__HOW TO COMPLETE THIS TASK__.
Every line holding the string "getEndpoint" should be copied from the listing.

═══

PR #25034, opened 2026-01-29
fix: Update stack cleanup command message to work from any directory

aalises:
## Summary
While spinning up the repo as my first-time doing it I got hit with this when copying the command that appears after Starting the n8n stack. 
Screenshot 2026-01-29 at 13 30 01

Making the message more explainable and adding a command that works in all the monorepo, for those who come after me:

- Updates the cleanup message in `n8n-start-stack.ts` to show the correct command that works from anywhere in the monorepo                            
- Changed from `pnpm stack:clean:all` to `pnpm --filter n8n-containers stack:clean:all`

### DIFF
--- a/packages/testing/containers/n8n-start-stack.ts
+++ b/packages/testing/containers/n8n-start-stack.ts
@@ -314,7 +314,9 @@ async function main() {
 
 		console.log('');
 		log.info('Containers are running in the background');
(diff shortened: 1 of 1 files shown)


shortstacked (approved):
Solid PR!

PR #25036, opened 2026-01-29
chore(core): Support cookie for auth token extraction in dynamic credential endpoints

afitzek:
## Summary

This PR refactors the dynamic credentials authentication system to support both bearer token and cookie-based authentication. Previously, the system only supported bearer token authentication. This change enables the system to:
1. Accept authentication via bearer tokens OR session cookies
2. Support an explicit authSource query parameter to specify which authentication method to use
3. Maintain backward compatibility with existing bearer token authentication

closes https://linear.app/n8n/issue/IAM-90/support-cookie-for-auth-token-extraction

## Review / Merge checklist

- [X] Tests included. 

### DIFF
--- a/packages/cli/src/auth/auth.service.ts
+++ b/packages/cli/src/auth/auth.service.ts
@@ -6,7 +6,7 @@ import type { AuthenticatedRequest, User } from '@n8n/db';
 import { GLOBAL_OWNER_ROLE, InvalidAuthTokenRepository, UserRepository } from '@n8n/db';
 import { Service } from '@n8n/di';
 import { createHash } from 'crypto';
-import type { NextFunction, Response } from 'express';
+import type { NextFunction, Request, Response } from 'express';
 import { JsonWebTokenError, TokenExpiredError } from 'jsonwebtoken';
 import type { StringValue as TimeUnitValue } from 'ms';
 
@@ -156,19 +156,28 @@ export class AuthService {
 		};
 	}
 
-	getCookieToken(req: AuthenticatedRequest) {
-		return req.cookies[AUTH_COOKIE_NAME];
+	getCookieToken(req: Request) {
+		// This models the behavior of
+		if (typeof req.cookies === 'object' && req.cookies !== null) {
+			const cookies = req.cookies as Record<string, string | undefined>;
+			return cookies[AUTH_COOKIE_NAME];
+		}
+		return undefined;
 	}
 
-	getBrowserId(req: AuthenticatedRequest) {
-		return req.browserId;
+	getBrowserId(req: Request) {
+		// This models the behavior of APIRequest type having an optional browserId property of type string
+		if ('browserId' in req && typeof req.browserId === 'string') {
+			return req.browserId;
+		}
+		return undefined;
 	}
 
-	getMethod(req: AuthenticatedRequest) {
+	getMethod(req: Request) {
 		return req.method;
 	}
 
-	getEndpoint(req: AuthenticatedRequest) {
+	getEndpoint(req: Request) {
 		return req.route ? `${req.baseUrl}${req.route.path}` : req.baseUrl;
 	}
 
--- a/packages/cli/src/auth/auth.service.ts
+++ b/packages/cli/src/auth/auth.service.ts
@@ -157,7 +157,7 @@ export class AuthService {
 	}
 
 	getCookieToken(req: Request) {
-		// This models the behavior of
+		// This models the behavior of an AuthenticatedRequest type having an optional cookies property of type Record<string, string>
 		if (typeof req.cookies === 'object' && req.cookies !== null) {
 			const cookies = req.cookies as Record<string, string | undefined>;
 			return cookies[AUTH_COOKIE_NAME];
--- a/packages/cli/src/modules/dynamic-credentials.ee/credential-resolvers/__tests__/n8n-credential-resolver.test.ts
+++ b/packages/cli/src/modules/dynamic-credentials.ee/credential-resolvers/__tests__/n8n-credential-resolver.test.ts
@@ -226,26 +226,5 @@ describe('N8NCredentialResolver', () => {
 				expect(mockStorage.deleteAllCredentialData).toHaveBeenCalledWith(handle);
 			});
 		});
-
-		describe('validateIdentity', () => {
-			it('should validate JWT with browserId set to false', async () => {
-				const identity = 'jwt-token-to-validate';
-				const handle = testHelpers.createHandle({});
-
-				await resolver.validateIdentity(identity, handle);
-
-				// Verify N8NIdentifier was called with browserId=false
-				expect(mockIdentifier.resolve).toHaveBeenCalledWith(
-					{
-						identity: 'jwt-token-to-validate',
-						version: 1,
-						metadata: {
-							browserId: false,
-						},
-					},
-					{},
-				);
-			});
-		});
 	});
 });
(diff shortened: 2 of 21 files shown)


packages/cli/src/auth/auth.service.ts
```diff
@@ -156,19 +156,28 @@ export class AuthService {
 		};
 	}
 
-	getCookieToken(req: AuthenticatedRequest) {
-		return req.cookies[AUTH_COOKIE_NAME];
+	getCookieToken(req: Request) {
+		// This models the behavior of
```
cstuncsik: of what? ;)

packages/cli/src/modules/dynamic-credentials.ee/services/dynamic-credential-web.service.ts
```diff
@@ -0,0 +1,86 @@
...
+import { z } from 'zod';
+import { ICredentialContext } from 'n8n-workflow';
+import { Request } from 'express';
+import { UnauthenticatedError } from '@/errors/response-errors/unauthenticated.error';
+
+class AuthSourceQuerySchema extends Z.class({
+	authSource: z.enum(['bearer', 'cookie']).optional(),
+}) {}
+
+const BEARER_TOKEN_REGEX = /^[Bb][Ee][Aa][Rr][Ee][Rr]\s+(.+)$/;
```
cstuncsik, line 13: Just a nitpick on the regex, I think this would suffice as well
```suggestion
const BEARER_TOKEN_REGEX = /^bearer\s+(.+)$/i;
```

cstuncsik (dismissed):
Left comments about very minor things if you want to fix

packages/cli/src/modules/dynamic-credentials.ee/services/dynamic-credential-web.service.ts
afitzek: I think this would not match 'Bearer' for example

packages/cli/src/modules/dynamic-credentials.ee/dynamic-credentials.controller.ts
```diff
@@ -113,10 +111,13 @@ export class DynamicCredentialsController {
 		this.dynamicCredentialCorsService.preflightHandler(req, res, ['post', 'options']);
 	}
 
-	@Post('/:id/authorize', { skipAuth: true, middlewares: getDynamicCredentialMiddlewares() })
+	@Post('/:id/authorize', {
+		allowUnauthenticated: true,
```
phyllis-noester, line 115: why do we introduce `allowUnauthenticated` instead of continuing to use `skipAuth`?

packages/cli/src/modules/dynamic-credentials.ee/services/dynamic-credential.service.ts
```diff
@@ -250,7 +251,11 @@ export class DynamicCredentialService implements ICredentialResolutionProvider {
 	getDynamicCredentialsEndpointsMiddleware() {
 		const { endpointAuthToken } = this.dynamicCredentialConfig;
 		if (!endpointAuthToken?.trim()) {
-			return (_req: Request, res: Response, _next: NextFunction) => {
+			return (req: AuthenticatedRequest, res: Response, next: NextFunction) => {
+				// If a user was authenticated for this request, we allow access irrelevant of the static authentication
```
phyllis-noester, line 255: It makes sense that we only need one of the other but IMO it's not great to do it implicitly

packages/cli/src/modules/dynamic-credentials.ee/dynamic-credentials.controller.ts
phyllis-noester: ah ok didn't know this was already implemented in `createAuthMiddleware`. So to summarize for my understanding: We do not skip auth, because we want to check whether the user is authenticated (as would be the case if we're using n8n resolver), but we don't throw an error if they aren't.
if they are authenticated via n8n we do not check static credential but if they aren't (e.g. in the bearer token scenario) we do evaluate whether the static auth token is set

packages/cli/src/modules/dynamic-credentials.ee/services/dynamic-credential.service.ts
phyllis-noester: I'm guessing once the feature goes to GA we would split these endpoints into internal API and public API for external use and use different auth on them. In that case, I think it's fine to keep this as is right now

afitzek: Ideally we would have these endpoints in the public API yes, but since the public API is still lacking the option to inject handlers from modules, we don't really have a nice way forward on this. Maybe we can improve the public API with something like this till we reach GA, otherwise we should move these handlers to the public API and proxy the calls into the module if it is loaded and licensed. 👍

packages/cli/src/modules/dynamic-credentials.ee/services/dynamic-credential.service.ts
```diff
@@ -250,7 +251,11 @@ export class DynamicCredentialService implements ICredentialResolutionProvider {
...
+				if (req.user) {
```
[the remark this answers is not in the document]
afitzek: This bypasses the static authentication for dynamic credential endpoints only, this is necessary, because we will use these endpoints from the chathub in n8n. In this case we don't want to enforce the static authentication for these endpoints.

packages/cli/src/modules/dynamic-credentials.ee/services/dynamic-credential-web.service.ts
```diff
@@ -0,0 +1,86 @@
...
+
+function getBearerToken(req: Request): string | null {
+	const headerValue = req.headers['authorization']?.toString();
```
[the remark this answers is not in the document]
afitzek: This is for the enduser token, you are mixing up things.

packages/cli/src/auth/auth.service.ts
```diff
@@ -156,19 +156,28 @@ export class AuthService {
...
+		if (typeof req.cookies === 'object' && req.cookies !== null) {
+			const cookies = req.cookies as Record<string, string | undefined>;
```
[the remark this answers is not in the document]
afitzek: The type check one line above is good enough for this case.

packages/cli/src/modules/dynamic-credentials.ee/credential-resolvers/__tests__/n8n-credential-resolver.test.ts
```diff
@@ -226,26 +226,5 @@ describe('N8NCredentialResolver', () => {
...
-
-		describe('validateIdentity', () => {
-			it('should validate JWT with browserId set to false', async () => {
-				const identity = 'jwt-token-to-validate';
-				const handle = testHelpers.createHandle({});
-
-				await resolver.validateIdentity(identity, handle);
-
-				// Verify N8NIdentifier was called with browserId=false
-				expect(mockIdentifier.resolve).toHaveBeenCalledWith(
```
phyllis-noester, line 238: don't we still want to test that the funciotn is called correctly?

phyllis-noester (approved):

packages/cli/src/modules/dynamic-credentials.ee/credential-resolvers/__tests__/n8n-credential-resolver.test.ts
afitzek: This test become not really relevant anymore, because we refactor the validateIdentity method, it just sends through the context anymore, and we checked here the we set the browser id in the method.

═══

__RESULT OF THIS TASK__.
-	getEndpoint(req: AuthenticatedRequest) {
+	getEndpoint(req: Request) {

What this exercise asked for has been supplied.